Have you revisited the experiences?

• How have your subsequent experiences of producing an interpretive genotyping report since completing this specific training activity led you to revisit your initial approach or decisions during that activity? For example, how a subsequent case involving a complex HLA pharmacogenetic association (e.g., Abacavir hypersensitivity) forced you to re-evaluate the diligence of your phrasing and inclusion of relevant clinical caveats during your first attempt at this training activity.
• Considering what you understand about genetic risk reporting, clinical utility, and the limitations of association findings now, were the actions or considerations you identified after your initial reflection on this training activity sufficient?
• How have you since implemented or adapted improvements in your report structure or clarity of the clinical implication based on further learning and experiences? For example, how you proactively implemented a mandatory disclaimer regarding the distinction between risk association and definitive diagnosis based on further learning.
• Has discussing specific HLA-associated diseases or pharmacogenetic variants or feedback from clinicians who used the report changed how you now view your initial experience in this training activity? For example, how professional storytelling with a senior colleague about a report where ambiguous phrasing led to unnecessary patient anxiety regarding risk refined your understanding of the critical nature of clear communication and scientific writing in clinical reports.

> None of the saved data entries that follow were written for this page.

PR #320, opened 2022-07-03
Fix youtube embed starting at specific timestamp

### LINKED ISSUE #321: Youtube embedded video with specific timestamps doesn't open on said timestamp when played
#### Youtube embedded video with specific timestamps doesn't open on said timestamp when played

I've noticed that embedding a video to notion page with a specific timestamp is properly supported by notion itself, but when said page is rendered using react-notion-x renderer, the video simply starts from the beginning.

#### Notion Test Page ID -> 769e7a8e652a42518a9780e804ae97cf

martin-lacko-rebood:
#### Youtube embedded video with specific timestamps doesn't open on said timestamp when played

I've noticed that embedding a video to notion page with a specific timestamp is properly supported by notion itself, but when said page is rendered using react-notion-x renderer, the video simply starts from the beginning.

I believe this is not expected behaviour so I had a look. It appears the component used to render the youtube video (`LiteYouTubeEmbed`) itself does support `params`, however those params were actually never passed to said component. I added simple parse function for the URL search params that returns them as a `Record<string, string>` and pass those params down to the component which solves the issue. I'm calling the function itself `getUrlParams` not `getYoutubeUrlParams` because it has no relation to youtube URLs themselves, it simply returns `params` from whatever url is provided thus can be used elsewhere as well.

#### Notion Test Page ID -> 769e7a8e652a42518a9780e804ae97cf

Fixes #321


transitive-bullshit:
Thanks @martin-lacko-rebood 🙏

PR #1596, opened 2015-04-29
SPIKE: Inlining question text and options

chrisroos:
__DO NOT MERGE.__ This code doesn't work and the build will fail.

In a similar(ish) vein to #1577 I wondered how it would look/feel if we moved the question text from the YAML files to the Ruby DSL.

I _think_ this might make it slightly easier for developers to amend existing Smart Answers but I'm really not convinced about this approach.

Does anyone else have any thoughts? @bradleywright, @tadast, @BenJanecke, @heathd, @dsingleton, @floehopper.


BenJanecke:
Not a big fan of this,  With this syntax markdown formatting is very likely to break.

chrisroos:
@BenJanecke: Can you elaborate on, "With this syntax markdown formatting is very likely to break", please?

BenJanecke:
With the heredoc format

How have these experiences impacted upon current practice?

• How has the learning from this initial training activity, in combination with subsequent experiences of genotyping report production, contributed to your overall confidence and competence in translating complex genetic findings into clinically understandable reports, particularly in preparing for observed assessments (DOPS or OCEs) such as ‘Communicate results of an HLA-disease association/pharmacogenomic test to a service user’? For example, how your accumulated ability in scientific writing and applying clinical context now enables you to confidently discuss genotype risks during an OCE assessment.
• How has reflecting back on this specific training activity, combined with everything you’ve learned since, shaped your current approach to interpretive reporting?
• How does this evolved understanding help you identify when a case is complex, requires specialist clinical input for interpretation, or falls outside routine reporting guidelines and when this is beyond your scope of practice? For example, how your evolved approach means you now routinely seek expert clinical input immediately when the genotyping result is unexpected based on the clinical history, recognising this requires senior pathological input.
• Looking holistically at your training journey, how has this initial reporting experience, revisited with your current perspective, contributed to your development in meeting the learning outcomes related to preparing clinical reports and practicing in accordance with quality standards? For example, how this foundational experience has supported your development in transferable skills such as communicating complex information clearly and understanding clinical application that will be valuable in future roles or responsibilities.

Relevant learning outcomes

#	Outcome
# 5	Outcome Prepare clinical reports for laboratory investigations for a range of patients referred to an H&I laboratory.
# 6	Outcome Practice in accordance with quality and accreditation standards.